An outer visible body combined with the base body and formed of a material allowing the inside to be seen through from the outside;

The display module is disposed between the outer visual body and the visual body.

11. The humidification purification device of claim 10, wherein,

When the water tank is placed on the base body, the upper end of the visual main body is tightly attached to the upper end of the outer visual main body, and a closed visual space is formed among the visual main body, the outer visual main body and the display module.

12. The humidification purification device of claim 7, wherein,

further comprising:

A tank inlet port disposed between the tank and the visible body;

The air supplied from the base body flows into the water tank through the water tank inlet, and the display module is disposed higher than the water tank inlet.

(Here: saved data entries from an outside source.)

Issue #843, opened 2022-02-24
[E-Voting] [Protocol]: The cast vote specification currently is ambigous and the implementations differ


Tyratox:
# What is the problem

In the protocol specification https://github.com/dedis/popstellar/blob/master/protocol/query/method/message/data/dataCastVote.json, for a vote the comment states

> Hash : HashLen('Vote', election_id, question_id, (vote_index(es)|write_in)), concatenate vote indexes - must use delimiter

To make this hash unique three things are missing in case there are multiple indices:
- An absolute order
- A concrete specification of what delimiter should be used
- Make sure there are no duplicate entries

# Current implementations

Currently fe1 does not use any delimiter at all (and does not support write-in votes):
https://github.com/dedis/popstellar/blob/9b44393cb36da07751c2bd42fdf9614e5e8da087/fe1-web/src/features/evoting/components/EventElection.tsx#L63-L85

This means that the votes `[1,2]` and `[12]` will end up having the same hash!

In contrast f2 currently uses `List.toString()` which in some cases might be fine but can have different underlying implementations as `List` is just an interface and the `toString()` method can be overridden. Moreover it might be possible that additional strings such as brackets are pre- and appended.

https://github.com/dedis/popstellar/blob/e803d11e2bbd7c91c973c951da37d5e269bace60/fe2-android/app/src/main/java/com/github/dedis/popstellar/model/objects/Election.java#L249-L260

# What to do

- [x] Decide on an absolute order of indices. EDIT: Fixed to ascending order on integers, i.e. `<`. ~Suggestions: Since the entries are supposed to be unique (you can only select an option once), the natural order `<` on integers can be used.~
- [x] Decide on a delimiter. EDIT: Fixed to `,` ~Suggestion: `,`~
- [x] Update specification and documentation
- [ ] Adapt fe1 implementation to correctly generate the hash based on the chosen order and delimiter
- [ ] Adapt fe2 implementation to correctly generate the hash based on the chosen order and delimiter
- [ ] Adapt be1 implementation to correctly verify the hash based on the chosen order and delimiter
- [ ] Adapt b2 implementation to correctly verify the hash based on the chosen order and delimiter

# Discussion
Are there options you would prefer over the suggested ones or do you agree? We should have something everyone agrees to since this changes the protocol specification.

Issue #651, opened 2021-12-11
Adding an OpenElection message to the protocol


arnauds5:
Currently the start of an election is only based on the start time from the setup.
Organizer/witnesses can aggree to start it using a consensus, but they need to inform others that it was accepted.
One way of doing that is by adding an OpenElection message and by allowing vote only after it was opened (and before it was ended).

An election will have the following phases:
Setup → **Open** → Cast vote(s) → End → Result

An OpenElection data will be something like this (and will be publish in the election channel) : 
```
{
    "$schema": "http://json-schema.org/draft-07/schema#",
    "$id": "https://raw.githubusercontent.com/dedis/student_21_pop/master/protocol/query/method/message/data/dataOpenElection.json",
    "description": "Match an OpenElection query",
    "type": "object",
    "properties": {
        "object": {
            "const": "election"
        },
        "action": {
            "const": "open"
        },
        "lao": {
            "type": "string",
            "contentEncoding": "base64",
            "$comment": "ID of the LAO"
        },
        "election": {
            "type": "string",
            "contentEncoding": "base64",
            "$comment": "ID of the election"
        },
        "opened_at": {
            "description": "[Timestamp] start time",
            "type": "integer",
            "minimum": 0
        }
    },
    "additionalProperties": false,
    "required": [
        "object",
        "action",
        "lao",
        "election",
        "opened_at"
    ]
}
```

The modifications will need to be implemented in both backend/frontend.

This is up to discussion, what do you think ?

rjaccard:
This is a good idea! Very coherent with the current protocol and this fits the consensus very well. It might be a bit late in the semester to implement this change on the 4 systems but worths investigating the next semester I believe.

Tesa27:
All the sub-systems now support open election and the protocol specification changed to reflect this, since it all the work has been merged to master we can close this issue

PR #850, opened 2022-02-28
Changes to the election process

Tyratox:
This PR changes the election process. Based on the work of @arnauds5 in #657, the protocol is updated to include an election#open message with the following schema:

```json
{
    "$id": "https://raw.githubusercontent.com/dedis/popstellar/master/protocol/query/method/message/data/dataOpenElection.json",
    "description": "Match an OpenElection query",
    "type": "object",
    "properties": {
        "object": {
            "const": "election"
        },
        "action": {
            "const": "open"
        },
        "lao": {
            "type": "string",
            "contentEncoding": "base64",
            "$comment": "ID of the LAO"
        },
        "election": {
            "type": "string",
            "contentEncoding": "base64",
            "$comment": "ID of the election"
        },
        "opened_at": {
            "description": "[Timestamp] start time",
            "type": "integer",
            "minimum": 0
        }
    },
    "required": [
        "object",
        "action",
        "lao",
        "election",
        "opened_at"
    ]
}
```

With this change the state machine for elections is now ```Setup → Open → Cast vote(s) → End → Result``` rather than ```Setup → Cast vote(s) → End → Result```. This allows the frontend UI updates to be completely passive, i.e. they do not have to update the local states by themselves but can instead wait for a message telling them to do so.

Hence after this PR is merged, https://github.com/dedis/popstellar/issues/651 can be closed.

The possibility of closing an election before the `end_time` was discussed [here](https://github.com/dedis/popstellar/issues/703#issuecomment-1049606670) and should also be implemented by the backends in the future.

---

In addition to this new election#open message, there are some other (smaller) changes in this PR:
- Show the "Terminate Election / Tally Votes" button while the election is in the `RUNNING` state. It will send an [election#end](https://github.com/dedis/popstellar/blob/master/docs/messageData.md#ending-an-election-electionend) message and thus this button should work as soon as the used backend implemented the ability to end elections early.
- Fix the display of the election results (There was no issue for this but with the provided code it did not work for me)
- Set the status of an election to `FINISHED` if an [election#end](https://github.com/dedis/popstellar/blob/master/docs/messageData.md#ending-an-election-electionend) message is received.
- Set the status of an election to `RUNNING` if an election#open message is received.
- Refactoring of `EventElection.tsx`, also in preperation of #843
  - Removal of proactive state updates at `start_time` and `end_time` in `EventElection` as described above, also see [here](https://github.com/dedis/popstellar/issues/703#issuecomment-1049606670).
- Add tests for `CastVote.tsx` analogous to `SetupElection.tsx`
- New typescript mapped types called `RemoveMethods` and `MessageDataProperties` that allows more strict type-checking for some constructors such as `SetupElection.ts, OpenElection.ts`, etc. The basic idea is to replace `Partial<T>` with `RemoveMethods<T>` which will make the input of non-optional fields non-optional (`Partial<T>` allows to pass undefined fields).
- Removing some `any` types

I am really sorry for this big PR. It is clear to me that I should have split this into multiple smaller ones, at first I did not know in which direction I will work since I only just started exploring the project in detail. I will make sure that in the future they are smaller!


pierluca:
Careful: I wouldn't assume that the backends know the current time (or that it is correct, for that matter), this is not trivial, as it would require implementing a scheduler and dealing with timezones and geolocating the LAO, in cases where the backend's server is not configured to be in the same timezone as the LAO.

On the other hand, we could keep this simple by imagining that an organizer (or any of the witnesses) can decide to open the election, come the right time.

Tyratox:
Right now when the backend receives an election end message, an error is thrown if the end_time of the election is in the future. (That is why we cannot close elections early for now) Thus I thought that is an assumption we are working with but you are right that this is not trivial. I am not sure if the election end and open time are the only places where the backend currently makes this assumption.

---

That is also a possibility. This would make the `start_time` and `end_time` fields of an election redundant, right?

pierluca:
Indeed, we're using the backend time to check that the timestamp is correct as a "rough" solution, but aligning the solution with the philosophy of trusting the organizers + witnesses to behave (or report on each other's misbehaving), anything that they can agree on would work (-> consensus).

The idea of having "start_time" and "end_time", even if the actual start and end time are managed by the organizer + witnesses, is that they should be communicated to all the humans involved. Witnesses could also decide NOT to authorize / consent to closing an election ahead of the end_time. Think of it as a "social" contract that the organizers and witnesses are "socially" enforcing, and the protocol is just there to support that.

Tyratox:
Ah I see, that makes sense! Then I will for now (until consensus is fully implemented) add a button to the not yet started elections that sends the newly added election#open message.

fe1-web/src/features/evoting/components/EventElection.tsx
```diff
@@ -37,55 +32,21 @@ const styles = StyleSheet.create({
   } as TextStyle,
 });
 
-const EventElection = (props: IPropTypes) => {
+const EventElection: FunctionComponent<IPropTypes> = (props) => {
```
pierluca, line 35: This was recently brought to my attention
https://react-typescript-cheatsheet.netlify.app/docs/basic/getting-started/function_components/
https://github.com/facebook/create-react-app/pull/8177

Also, in general, the codebase is not relying on the explicit `FunctionComponent` typing.

fe1-web/src/features/evoting/components/EventElection.tsx
```diff
@@ -37,55 +32,21 @@ const styles = StyleSheet.create({
...
-        election.id.toString(),
-        election.questions[idx].id,
-        concatenateIndexes(item),
-      ).valueOf(),
-      question: election.questions[idx].id,
-      vote: item,
-    }));
-    return votes;
-  };
+  const [selectedBallots, setSelectedBallots] = useState<{ [questionIndex: number]: Set<number> }>(
```
pierluca, line 43: I would strongly suggest creating a type for the state. It would help with documenting its expected values.

fe1-web/src/features/evoting/network/ElectionHandler.ts
```diff
@@ -35,7 +37,7 @@ export function handleElectionSetupMessage(msg: ProcessableMessage): boolean {
   const storeState = getStore().getState();
   const lao = getCurrentLao(storeState);
   if (!lao) {
-    console.warn(makeErr('no LAO is currently active'));
+    console.warn(makeErr(STRINGS.no_active_lao));
     return false;
   }
```
pierluca, line 43: Github doesn't allow me to comment on the lines below (48, 60) but it seems that we're only looking for the `lao.id` and we probably shouldn't need the full `Lao` object.

fe1-web/src/features/evoting/network/ElectionHandler.ts
```diff
@@ -64,6 +66,40 @@ export function handleElectionSetupMessage(msg: ProcessableMessage): boolean {
...
+  const ElectionOpenMsg = msg.messageData as OpenElection;
+  const election = getEventFromId(storeState, ElectionOpenMsg.election) as Election;
+  if (!election) {
+    console.warn(makeErr('No active election to end'));
+    return false;
+  }
+
+  // Change election status here such that it will change the election display in the event list
+  election.electionStatus = ElectionStatus.RUNNING;
+  dispatch(updateEvent(lao.id, election.toState()));
```
pierluca, line 99:
```suggestion
  dispatch(updateEvent(msg.laoId, election.toState()));
```

fe1-web/src/features/evoting/network/ElectionHandler.ts
```diff
@@ -64,6 +66,40 @@ export function handleElectionSetupMessage(msg: ProcessableMessage): boolean {
...
+    console.warn('handleElectionOpenMessage was called to process an unsupported message', msg);
+    return false;
+  }
+  const makeErr = (err: string) => `election/open was not processed: ${err}`;
+  const storeState = getStore().getState();
+  const lao = getCurrentLao(storeState);
+  if (!lao) {
+    console.warn(makeErr(STRINGS.no_active_lao));
+    return false;
+  }
```
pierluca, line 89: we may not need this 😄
PR #851, opened 2022-03-01
DbActor: fill decodedData

lourkeur:
Whenever a message is retrieved from the db through the `DbActor` (e.g. by sending a `Read` or `Catchup` signal), the `decodedData` field is not filled.

### DIFF
--- a/be2-scala/src/main/scala/ch/epfl/pop/json/MessageDataProtocol.scala
+++ b/be2-scala/src/main/scala/ch/epfl/pop/json/MessageDataProtocol.scala
@@ -9,7 +9,7 @@ import ch.epfl.pop.model.network.method.message.data.meeting._
 import ch.epfl.pop.model.network.method.message.data.rollCall._
 import ch.epfl.pop.model.network.method.message.data.socialMedia._
 import ch.epfl.pop.model.network.method.message.data.witness._
-import ch.epfl.pop.model.network.method.message.data.{ActionType, ObjectType}
+import ch.epfl.pop.model.network.method.message.data.{MessageData, ActionType, ObjectType}
 import ch.epfl.pop.model.objects._
 import ch.epfl.pop.pubsub.MessageRegistry
 import spray.json._
@@ -18,6 +18,8 @@ import scala.collection.immutable.ListMap
 import scala.util.Try
 
 object MessageDataProtocol extends DefaultJsonProtocol {
+  final private val PARAM_OBJECT = "object"
+  final private val PARAM_ACTION = "action"
 
   // ----------------------------------- ENUM FORMATTERS ----------------------------------- //
   implicit object objectTypeFormat extends RootJsonFormat[ObjectType] {
@@ -45,7 +47,7 @@ object MessageDataProtocol extends DefaultJsonProtocol {
   // Succeeds if both 'object' and 'action' are present and are strings
   def parseHeader(data: String): Try[(ObjectType, ActionType)] =
     Try {
-      data.parseJson.asJsObject.getFields("object", "action") match {
+      data.parseJson.asJsObject.getFields(PARAM_OBJECT, PARAM_ACTION) match {
         case Seq(objectString @ JsString(_), actionString @ JsString(_)) =>
           (objectString.convertTo[ObjectType], actionString.convertTo[ActionType])
         case _ => throw new IllegalArgumentException("parseHeader: header fields not found")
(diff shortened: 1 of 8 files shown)


be2-scala/src/main/scala/ch/epfl/pop/storage/DbActor.scala
```diff
@@ -47,7 +48,11 @@ final case class DbActor(
   @throws [DbActorNAckException]
   private def read(channel: Channel, messageId: Hash): Option[Message] = {
     Try(storage.read(s"$channel${Channel.DATA_SEPARATOR}$messageId")) match {
-      case Success(Some(json)) => Some(Message.buildFromJson(json))
+      case Success(Some(json)) =>
+        val msg = Message.buildFromJson(json)
+        val channelData = readChannelData(channel)
+        val builder = registry.getBuilder(channelData.channelType, ActionType.CREATE).get
```
lourkeur, line 54: I'm not sure how to properly summon the correct action type...

lourkeur:
If we want a proper `(JsonString, MessageRegistry) => MessageData` procedure to be possible, the `MessageData` json schema has to include these fields...

lourkeur:
As far as the current state of the PR is concerned: the plan would be to replace all the `jsonFormatN` calls in `MessageDataProtocol` like I have already done 3 times. It just requires more time to sit down and do. (or maybe we can meta-program our way out of that)

Ajkunas (dismissed):
Tested!

be2-scala/src/main/scala/ch/epfl/pop/json/MessageDataProtocol.scala
```diff
@@ -217,25 +244,25 @@ object MessageDataProtocol extends DefaultJsonProtocol {
     }
   }
 
-  implicit val closeRollCallFormat: JsonFormat[CloseRollCall] = jsonFormat[Hash, Hash, Timestamp, List[PublicKey], CloseRollCall](CloseRollCall.apply, "update_id", "closes", "closed_at", "attendees")
-  implicit val createRollCallFormat: JsonFormat[CreateRollCall] = jsonFormat[Hash, String, Timestamp, Timestamp, Timestamp, String, Option[String], CreateRollCall](CreateRollCall.apply, "id", "name", "creation", "proposed_start", "proposed_end", "location", "roll_call_description")
-  implicit val openRollCallFormat: JsonFormat[OpenRollCall] = jsonFormat[Hash, Hash, Timestamp, OpenRollCall](OpenRollCall.apply, "update_id", "opens", "opened_at")
-  implicit val reopenRollCallFormat: JsonFormat[ReopenRollCall] = jsonFormat[Hash, Hash, Timestamp, ReopenRollCall](ReopenRollCall.apply, "update_id", "opens", "opened_at")
+  implicit val closeRollCallFormat: JsonFormat[CloseRollCall] = annotateHeader(jsonFormat[Hash, Hash, Timestamp, List[PublicKey], CloseRollCall](CloseRollCall.apply, "update_id", "closes", "closed_at", "attendees"))
```
tuomas-p, line 247: the new formats look good to me

be2-scala/src/main/scala/ch/epfl/pop/json/MessageDataProtocol.scala
```diff
@@ -37,8 +41,31 @@ object MessageDataProtocol extends DefaultJsonProtocol {
...
 
+  // ------------------------------- METADATA UTILITY -------------------------------------- //
+  // retrieve information from the header if it is correct.
+  //
+  // Succeeds if both 'object' and 'action' are present and are strings
+  def parseHeader(data: String): Try[(ObjectType, ActionType)] =
+    Try {
+      data.parseJson.asJsObject.getFields(PARAM_OBJECT, PARAM_ACTION) match {
+        case Seq(objectString @ JsString(_), actionString @ JsString(_)) =>
+          (objectString.convertTo[ObjectType], actionString.convertTo[ActionType])
```
tuomas-p, line 52: I don't exactly know whether this is really a relevant point, as it's wrapped in the Try, but I'd still add a case _ => just to be sure

tuomas-p (changes requested):
Apart from the small change with the match case (which I'm not completely sure about), looks good to me, very clean overall!

be2-scala/src/main/scala/ch/epfl/pop/json/MessageDataProtocol.scala
lourkeur: That is absolutely right, fixed it up!

be2-scala/src/main/scala/ch/epfl/pop/json/MessageDataProtocol.scala
```diff
@@ -37,8 +41,32 @@ object MessageDataProtocol extends DefaultJsonProtocol {
...
+        case _ => throw new IllegalArgumentException("parseHeader: header fields not found")
```
tuomas-p, line 53: 👍

tuomas-p (approved):

PR #852, opened 2022-03-01
Fix the issue where android in not able to launch an LAO

GabrielFleischer:
The issue had multiple factors, and they got fixed individually.

A test was also added to assert that multiple simultaneous requests does not conflict with one-another.


jbsv (approved):
LGTM (Looks Good To Me)
👍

13. The humidification purification device of claim 7, wherein,

The substrate includes:

A lower body having a suction passage formed at a lower side thereof,

A placement body combined with the upper side of the lower body, the water tank being placed in the placement body,

A water tank insertion space formed in the placement body, the water tank being inserted into the water tank insertion space;

The display module is disposed at an upper end of the placement body.

14. The humidification purification device of claim 13, wherein,

Further comprising:

A tank inlet port disposed between the tank and the visible body;

The air supplied from the base body flows into the water tank through the water tank inlet, the display module is arranged higher than the water tank inlet,

A placement guide that guides the air supplied through the suction flow path to the water tank inlet is disposed on the placement body.